**GIVEN RECORDS:**
PR #1429, opened 2026-08-19
Fix Pump Basal Rate Rounding

### LINKED ISSUE #1424: `roundBasal` uses hardcoded rate bands that only match one pump
[`TempBasalFunctions.roundBasal`](https://github.com/nightscout/Trio/blob/38f3b369b717273e1d0e7e0f9b10e710aeac3597/Trio/Sources/APS/OpenAPSSwift/DetermineBasal/TempBasalFunctions.swift#L16-L36)

### Issue description

The three bands — 0.025 below 1 U/h, 0.05 to 10, 0.1 above — are the basal rate table of
a Medtronic x23/x54 and nothing else. They are applied to every pump, and the function
takes no pump input beyond `profile.model`. The `// FIXME: Should we just call the
pumpManager here?` on the first line of the body is the same observation.

The pump's real table is already available and already used elsewhere in the app:

- [`BasalProfileEditorStateModel`](https://github.com/nightscout/Trio/blob/38f3b369b717273e1d0e7e0f9b10e710aeac3597/Trio/Sources/Modules/BasalProfileEditor/BasalProfileEditorStateModel.swift#L51) offers the user exactly `supportedBasalRates`
- [`APSManager.enactTempBasal`](https://github.com/nightscout/Trio/blob/38f3b369b717273e1d0e7e0f9b10e710aeac3597/Trio/Sources/APS/APSManager.swift#L700) applies it at delivery via `roundToSupportedBasalRate`
- [`TDDStorage`](https://github.com/nightscout/Trio/blob/38f3b369b717273e1d0e7e0f9b10e710aeac3597/Trio/Sources/APS/Storage/TDDStorage.swift#L216) already takes that function as an injected closure

So the profile editor offers rates from the pump, and `determineBasal` cannot reproduce
them. Rates each pump supports that `roundBasal` alters, checked against every entry of
the kit's own `supportedBasalRates`:

| pump | unreachable | example |
|---|---|---|
| Dana (0.01 flat, to 3 U/h) | **240 / 300** | 0.01 → 0, 0.03 → 0.05 |
| Minimed pre-x23 (0.05 flat) | 250 / 700 | 10.05 → 10.1 |
| Omnipod / Medtrum (0.05 flat) | 200 / 600 | 10.05 → 10.1 |
| Minimed gen ≥23 (0.025/0.05/0.1) | 20 / 470 | 0.025 → 0.05 |

A Dana user can set 1.23 U/h in the basal editor;
[`computeAdjustedBasal`](https://github.com/nightscout/Trio/blob/38f3b369b717273e1d0e7e0f9b10e710aeac3597/Trio/Sources/APS/OpenAPSSwift/DetermineBasal/DetermineBasal%2BHelpers.swift#L174)
turns it into 1.25 whenever the sensitivity ratio applies. Resolution the pump supports is
discarded inside the algorithm, so the delivery-side lookup cannot recover it.

### Secondary: the model branch is dead

`profile.model` comes from `settings/model.json`, read at
[`OpenAPS.swift#L500`](https://github.com/nightscout/Trio/blob/38f3b369b717273e1d0e7e0f9b10e710aeac3597/Trio/Sources/APS/OpenAPS/OpenAPS.swift#L500)
and written nowhere in the codebase. Every install uses the
[bundled default `"722"`](https://github.com/nightscout/Trio/blob/38f3b369b717273e1d0e7e0f9b10e710aeac3597/Trio/Resources/json/defaults/settings/model.json),
so `lowestRateScale` is always 20 and the x23/x54 branch never executes — a Medtronic
gen ≥23 is rounded to 0.05 below 1 U/h despite delivering 0.025.

### Suggested fix

Either we answer the FIXME: pass `pumpManager.roundToSupportedBasalRate` into the algorithm as a
closure, the pattern `TDDStorage` already uses, and drop the bands. Exact for every pump.
 OR
Easy fix is to just drop the bands, the algo might use increments too fine, but they will be floored in pumpManager.

trioneer-dev:
## Summary

As reported in #1424, `TempBasalFunctions.roundBasal` erroneously considered every pump to one hardcoded set of supported basal rates, 0.025 below 1 U/hr, 0.05 to 10, 0.1 above, which is actually a Medtronic x23/x54’s rate... Further, `profile.model` was read from `settings/model.json`, a file that was never ever written to disk. As a consequence, every algorithm run fell back to the bundled `"722"`

  ### Changes

  1. **Drop the unused pump model setting.** `Profile.model`, both `ProfileGenerator parameters, the `createProfiles` load, `Settings.model`, and the bundled `settings/model.json`.
  2. **Round with the actual pump's own supported rates.** `roundBasal` floors against a new non-persisted
     `Profile.supportedBasalRates`, injected per algorithm run from the paired driver in `OpenAPS.determineBasal`. This mirrors LoopKit's `PumpManager.roundToSupportedBasalRate`, so the rate the algorithm commits to is the rate the pump delivers / can actually deliver.
  3. **Round the closed-loop dose before delivery as an additional safety net.** `performBasal` and `performBolus` handed the determination to the driver unrounded, unlike their `enactTempBasal` / `enactBolus` twins in APSManager.

Adjusted unit tests accordingly.

Fixes #1424.

### Update

@mountrcg found that point 3 was wrong: `Foundation`'s `Decimal` → `Double` conversion can land just below the value (0.07 becomes 0.06999999999999999), and since every pump table floors, re-rounding at delivery dropped a full increment on 41 of Dana's 301 rates. Two follow-up commits:

- **Hand the pump a bit-exact rate.** `performBasal` / `performBolus` now convert via the decimal string, which is bit-identical to the driver's own table entry, and no longer re-floor — the algorithm already floored against the same table. The `roundToSupportedBasalRate` comparison stays as a log-only canary. The algorithm side was never affected: it stays in `Decimal` end to end.
- **Fix a test type-check timeout on Xcode 26.2**, which CI pins. Both jobs are green.

`BasalRoundingDriverParityTests` now walks every entry of all five kit tables through the real delivery path, with a regression pin on 0.07 / 0.14 / 1.99 against `Double(truncating:)`.


mountrcg:
Before the algo rounding was done to nearest, I think you changed it to flooring now.

mountrcg:
I have increased testing to all pumps and bands and compared the algorithm against what APSManager actually hands over. You compared to driver fed a raw Double(truncating:) . For Dana with the very small increment <code>Foundation</code>'s <code>Decimal</code> → <code>Double</code> conversion rounds low. Measured my tests

| value | pump's table holds | what a Decimal becomes
| -- | -- | --
| 0.07 | 0.07 | 0.06999999999999999
| 0.14 | 0.14 | 0.13999999999999999
| 1.99 | 1.99 | 1.9899999999999998

Every pump table floors (<code>supportedBasalRates.last { $0 &lt;= requested }</code>), and a floor is unforgiving in this direction

trioneer-dev:
> Before the algo rounding was done to nearest, I think you changed it to flooring now.

@mountrcg , yes like the PR summary describes:
> `roundBasal` floors against a new non-persisted Profile.supportedBasalRates, injected per algorithm run from the paired driver in OpenAPS.determineBasal. This mirrors LoopKit's PumpManager.roundToSupportedBasalRate […]

The other comment I cannot understand among all the LLM word barf.  Could you clarify, please :)

trioneer-dev:
Updated PR summary, pushed 2 fixes.

mountrcg:
Tests fine with me now.

kingst (approved):
LGTM

PR #1430, opened 2026-08-19
Fix pump battery not updating after pumpmanager swap

jwoglom:
BaseAPSManager registers itself as a PumpManagerStatusObserver at init. This means if the pump manager is replaced without an app relaunch (i.e. switching pumps) the observer stays bound to the previous instance.

The delegate is re-attached in DeviceDataManager's didSet, so reservoir/dose/status data kept flowing, but the observer-driven storeBatteryStatus never ran for the new pump -- no OpenAPS_Battery rows were written and the home battery icon stayed hidden until relaunch.

Fix by having DeviceDataManager emitspumpManagerDidChange from the pumpManager didSet (where the delegate is already re-attached), covering every assignment path. APSManager re-registers its status observer on that signal.


jwoglom:
I've cherry picked this onto my active trio build and can confirm it doesn't horrifically break any behavior. But I haven't specifically replicated the bug (want to avoid re pairing mobi)

dnzxy:
@jwoglom this will work, but it adds a 3rd way of getting this info. 

`PumpManagerDelegate` already conforms to `PumpManagerStatusObserver` and `BaseDeviceDataManager` is the delegate that already implements `pumpManager(_:didUpdate:oldStatus:)` over in DeviceDataManager.swift:492-580, where it persists the reservoir and expiry. The delegate gets re-attached in `didSet` on the very same line the new subject would fire from, so there's no way for it to go stale. All five PMs notify the delegate and observers from a single call site (OmniPumpManager.swift:287, MedtrumPumpManager.swift:885, DanaKitPumpManager.swift:1424, MinimedPumpManager.swift:172, MockPumpManager.swift:253) already.

My suggestion: if we move the battery and `Monitor.status` write into that callback, you close both issues at once. You also get to delete APSManager.swift:203 along with the entire `PumpManagerStatusObserver` conformance, and you skip the protocol change entirely. As a bonus, it lets us fold in the duplicate MockPump write at DeviceDataManager.swift:160-192.

If that feels like too much change, we culd also subscribe to the existing `pumpDisplayState` instead of adding a new PassThrough subject. It already emits on every assignment, it's already on the APSManager protocol, and Trio's HomeState is already using it as this kind of handler. We also have an odd comment saying as much at BatterySetup.swift:25.

trioneer-dev (approved):
Code-wise LGTM.

straykatz:
Battery is now showing and updating. 
(I hate to say, I don't know whether it is due to this change, though, because it was showing before I updated to this version. Initially - when I first installed feat-tandem, the battery was not showing.) sorry, not a very precise comment, but Dan asked :-)

PR #1431, opened 2026-08-20
Floor quick-pick bolus suggestions to one decimal place

t1dude:
Changing rounding to simplify bolus suggestions and at the same time avoid a UI issue with two decimals in the suggested amount.


trioneer-dev:
Tested on device.

| Before | After |
|--------|--------|
| image | image | 

Code LGTM too.

trioneer-dev (approved):

PR #1436, opened 2026-08-21
Revert "upgrade looping animation and remove looping text"

trioneer-dev:
Reverts nightscout/Trio#1251


LiroyvH:
The new looping animation is fun to see, but it currently causes some issues - see attached:

https://github.com/user-attachments/assets/58bca15a-3ecf-478c-917a-fd1684127f4a

https://github.com/user-attachments/assets/94cf7a02-5e19-450f-a963-fd8314d4b66c

https://github.com/user-attachments/assets/1625a0a1-f2bd-4841-85bf-f76f8bf60bef

If the number that its stuck on is identical to the current time, you only see it marquee from left to right - which is faintly annoying); but when it differs it starts looking rather bad. 

Note: none of these videos are looped.

EJM0:
Pushed a Fix in #1437

AndreasStokholm (approved):

PR #1439, opened 2026-08-21
Introduce Device Catalog, Refactor Device Pickers and Use Pump-Derived Basal Increments

### LINKED ISSUE #1413: Pump Increments Are Not Configurable During Onboarding
## Describe the bug
In the onboarding flow, the Pump Model selector for insulin delivery increments doesn't actually change the available basal rate increments.

### Trio Version:
* Version Number: *8.4.60*

trioneer-dev:
## Summary 
Consolidates CGM and pump metadata into one `DeviceCatalog`, and replaces the four hardcoded `confirmationDialog`s with a single grouped picker sheet.

**Why:** adding a CGM meant editing four hand-synced lists; a pump, seven. They had already drifted — `cgmOptions` advertised "Dexcom Share" and "FreeStyle Libre Demo", which matched nothing and could never be selected.

**No submodule changes.** Trio links the kits statically, so the picker reads each kit's existing artwork via `Bundle(identifier:)` rather than needing `pickerImage` added upstream (LoopKit#604 et al. — 17 PRs across 15 repos, all still open).

Also **fixes #1413**: the onboarding Pump Model selector never changed the basal increments — every option used a hardcoded 0.05 step. Bounds now come from each kit's `onboardingSupportedBasalRates`, so Dana gets its real 0.01. Zero is excluded there and in therapy settings, because oref rejects a schedule containing a 0 rate.

## Screenshots
| Pump Options | CGM Options |
|--------|-------|
| image | image |
| image | image |

## User-visible
- Dexcom Share and FreeStyle Libre Demo no longer appear in the CGM hint list (they were never selectable).
- Basal rate minimum is no longer 0, in onboarding and therapy settings.

27 unit tests; four artwork gaps fall back to a category glyph and are pinned by test.


munchyk:
Nice improvements.

2 questions: 

Would it be better to add support for a 0 U/hr basal rate schedule rather than removing it as an option? I don't really know how important or prevalent this is so it may be a non-issue. (im assuming this would prob require separating out `current_basal` into something like `scheduled_basal` and `dosing_basal` to account for the 0 multiplier problem, which may add unnecessary complexity)

Also, would it make more sense to limit the onboarding pump selection to 2 options - "Dana" & "All Other Pumps"? I can see people worrying about the implications of selecting a specific pump and the difficulty of adjusting settings if switching to a different pump later, when in reality all the other pumps are limited to the same basal rate ranges/increments (unless keeping support for a 35 U/hr basal rate on minimed is more important than a consistent 30 U/hr across all pumps) and Dana is the only one with a meaningfully different basal rate range/increments. Not that important but figured I’d mention

trioneer-dev:
Re Q1: Algorithmically, we do not allow 0 rates, so we are also not going to allow them to be selected. 

Re Q2: There are more pumps going to be added to OS-AID in the future, one currently being in closed testing (Tandem Mobi), and not all of them will use “All other pumps" rates. So, thinking ahead here, we’re grabbing rates from the Pump Manager Kits and are surfacing them appropriately.

Trio/Sources/APS/Devices/DeviceCatalog.swift
```diff
@@ -0,0 +1,530 @@
...
+import MinimedKitUI
+import MockKit
+import MockKitUI
+import ObjectiveC
+import OmnipodKit
+import UIKit
+
+/// Single source of truth for every CGM and pump Trio can pair with.
+///
+/// Loop discovers this metadata at runtime from plugin bundle `Info.plist` keys. Trio statically links every
```
jwoglom, line 29: Is there a con to doing this instead?

jwoglom (commented):
Overall just checking the code this seems good, I'm curious as to why we differ from loop in having a static manager list vs. runtime discovery, though

g5WS:
Perhaps consider explicitly listing the MiniMed models (ie, 515, 715) instead of x15. Not all users would feel confident with this abstraction, and it may prevent some users from completing onboarding.

Trio/Sources/APS/Devices/DeviceCatalog.swift
trioneer-dev: Yes, having to commit to using Loop's plugin approach, which we intentionally decided not to, as it does not conform to Swift 6, modern parallelized, dynamic Xcode builds and over complicates things that we simply don’t need. So we embed the PM frameworks vs. the plugins.

trioneer-dev:
> Perhaps consider explicitly listing the MiniMed models (ie, 515, 715) instead of x15. Not all users would feel confident with this abstraction, and it may prevent some users from completing onboarding.

@g5WS thanks for the feedback. If we were to go that route, we’d have to follow this detailed list, including listing firmware and I personally feel that’s going down a lane of overcomplicating things for a pump used by a shrinking minority of the iOS OS-AID user base. 
image

What do you think? :)

Trio/Sources/APS/Devices/DeviceCatalog.swift
trioneer-dev: Plus, if we did this, then we would have to make changes in _every single_ pump and CGM manager submodule, if you take a peek at the Loop PR that introduces a similar device picker rework (single PR changing things, plus 17 dependent sub-PRs).

g5WS:
> What do you think? :)

Listing firmware specs seems to have an educational purpose - that responsibility lies with the user.  If they build Trio and it doesn’t work with their pump/firmware, that’s on them. 

Not being able to identify your pump in an abstracted list is a UX issue that may prevent users from completing onboarding. I don’t see the user being responsible for this. Not sure if all countries, languages, and cultures use x to indicate variable place value. I think it’s likely to cause issues for some users, especially in the future where  the X in Tandem’s X2 would have a literal meaning.

g5WS:
What about:

“Minimed
515, 522, 523, 554, 715, 722, 723, 754”

or 

“Minimed (with suitable firmware)
515, 522, 523, 554, 715, 722, 723, 754”

trioneer-dev:
Thanks for the input @g5WS . Let me try it out and see how it looks with text zoom (a11y) and normal when we extend the subline by that much. 

Side note: the tslim x2 will likely never become loopable with OS-AID as you cannot remotely issue boluses, only TBRs. For the foreseeable future we‘ll only have the tubed Mobi and (likely) the patch version of Mobi (tbd).

jwoglom (approved):
built on my test phone and looks good

jwoglom:
> > Perhaps consider explicitly listing the MiniMed models (ie, 515, 715) instead of x15. Not all users would feel confident with this abstraction, and it may prevent some users from completing onboarding.
> 
> @g5WS thanks for the feedback. If we were to go that route, we’d have to follow this detailed list, including listing firmware and I personally feel that’s going down a lane of overcomplicating things for a pump used by a shrinking minority of the iOS OS-AID user base. image
> 
> What do you think? :)

@trioneer-dev why not have the first intro page of the Medtronic setup be a list of all the supported models, before asking the insulin type

trioneer-dev:
> @trioneer-dev why not have the first intro page of the Medtronic setup be a list of all the supported models, before asking the insulin type

@jwoglom that’d be a change to `MinimedKit` and out of scope for this PR, plus not up to the Trio team as we do not maintain that pump manager. We can potentially record an issue over at https://github.com/LoopKit/MinimedKit and make a feature / change request.

trioneer-dev:
> What about:
> 
> “Minimed 515, 522, 523, 554, 715, 722, 723, 754”
> 
> or
> 
> “Minimed (with suitable firmware) 515, 522, 523, 554, 715, 722, 723, 754”

Got to admit, not a fan. 
image

I think we’ll stick with the `x15, x22, x23, x54` subline. 

Been tested and approved by the team.

AndreasStokholm (approved):

PR #4, opened 2023-12-11
Expose OIDC config parameters

arvchristos:
This MR exposes OIDC configuration parameters in the default config entrypoint script and the env variables. Essentially, `misp-docker` can now easily work with external SSO providers, a requirement for our use-case.

Settings are configured according to https://github.com/MISP/MISP/blob/2.4/app/Plugin/OidcAuth/README.md

By default, OIDC is disabled but can be enabled with the env variable `OIDC_ENABLE`.


ostefano:
Thank you @arvchristos , I like this.

We are using OIDC as well, so might take this as an opportunity to merge some additonal logic.
I will iterate later today.

core/files/configure_misp.sh
```diff
@@ -93,6 +103,33 @@ GPGEOF
     sudo -u www-data /var/www/MISP/app/Console/cake Admin setSetting -q "GnuPG.binary" "$(which gpg)"
 }
 
+set_up_oidc() {
+    if [[ "$OIDC_ENABLE" != "true" ]]; then
+        echo "... OIDC authentication disabled"
+        return
+    fi
+
+    sudo -u www-data php /var/www/MISP/tests/modify_config.php modify "{
```
ostefano, line 107: Note that this is not idempotent (can't recall the exact behavior :S).

Best fix, is to reset the value before setting it.

```
sudo -u www-data php /var/www/MISP/tests/modify_config.php modify "{
            \"Security\": {
                \"auth\": \"\"
            }
}" > /dev/null 
```

template.env
```diff
@@ -87,3 +87,12 @@ SYNCSERVERS_1_KEY=
 
 # Disable IPv6 completely (this setting will persist until the container is removed)
 # DISABLE_IPV6=true
+
+# Enable OIDC authentication, according to https://github.com/MISP/MISP/blob/2.4/app/Plugin/OidcAuth/README.md
+# OIDC_ENABLE=true
+# OIDC_PROVIDER_URL=
+# OIDC_CLIENT_ID=
+# OIDC_CLIENT_SECRET=
+# OIDC_ROLES_PROPERTY=
```
ostefano: I would add some example re the data type

template.env
```diff
@@ -87,3 +87,12 @@ SYNCSERVERS_1_KEY=
...
+# OIDC_ROLES_MAPPING=
```
ostefano: Same thing here.

core/files/configure_misp.sh
```diff
@@ -6,10 +6,20 @@ source /rest_client.sh
 [ -z "$GPG_PASSPHRASE" ] && GPG_PASSPHRASE="passphrase"
 [ -z "$REDIS_FQDN" ] && REDIS_FQDN="redis"
 [ -z "$MISP_MODULES_FQDN" ] && MISP_MODULES_FQDN="http://misp-modules"
+[ -z "$OIDC_PROVIDER_URL" ] && OIDC_PROVIDER_URL="test_provider"
```
ostefano: Not sure whether we want default values if not working

core/files/configure_misp.sh
arvchristos: I thought of this but this step is already happening at https://github.com/MISP/misp-docker/blob/526c47a6e8b92e1c761030b7a93a95c7b6c85bf3/core/files/configure_misp.sh#L192  which is by default executed and cannot be disabled with a flag.

core/files/configure_misp.sh
ostefano: Let me rephrase it. I would rather remove default values, and add some checks when setting up oidc (e.g., if not all values are set, error out).

arvchristos: Done and added a generic  utility which can be used for other configuration functions in the future

ostefano: Nice. I see the output is redirected to stderr. Should we leave it like that?

arvchristos: Actually no, you are totally right, fixed

template.env
arvchristos: Fixed

template.env
arvchristos: Fixed

ostefano:
LGTM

**EXERCISE DESCRIPTION:**
Begin at the first line of the records above and restate each line word for word, stopping after the line with "offers the user".

**THE COMPLETED TASK:**
PR #1429, opened 2026-08-19
Fix Pump Basal Rate Rounding

### LINKED ISSUE #1424: `roundBasal` uses hardcoded rate bands that only match one pump
[`TempBasalFunctions.roundBasal`](https://github.com/nightscout/Trio/blob/38f3b369b717273e1d0e7e0f9b10e710aeac3597/Trio/Sources/APS/OpenAPSSwift/DetermineBasal/TempBasalFunctions.swift#L16-L36)

### Issue description

The three bands — 0.025 below 1 U/h, 0.05 to 10, 0.1 above — are the basal rate table of
a Medtronic x23/x54 and nothing else. They are applied to every pump, and the function
takes no pump input beyond `profile.model`. The `// FIXME: Should we just call the
pumpManager here?` on the first line of the body is the same observation.

The pump's real table is already available and already used elsewhere in the app:

- [`BasalProfileEditorStateModel`](https://github.com/nightscout/Trio/blob/38f3b369b717273e1d0e7e0f9b10e710aeac3597/Trio/Sources/Modules/BasalProfileEditor/BasalProfileEditorStateModel.swift#L51) offers the user exactly `supportedBasalRates`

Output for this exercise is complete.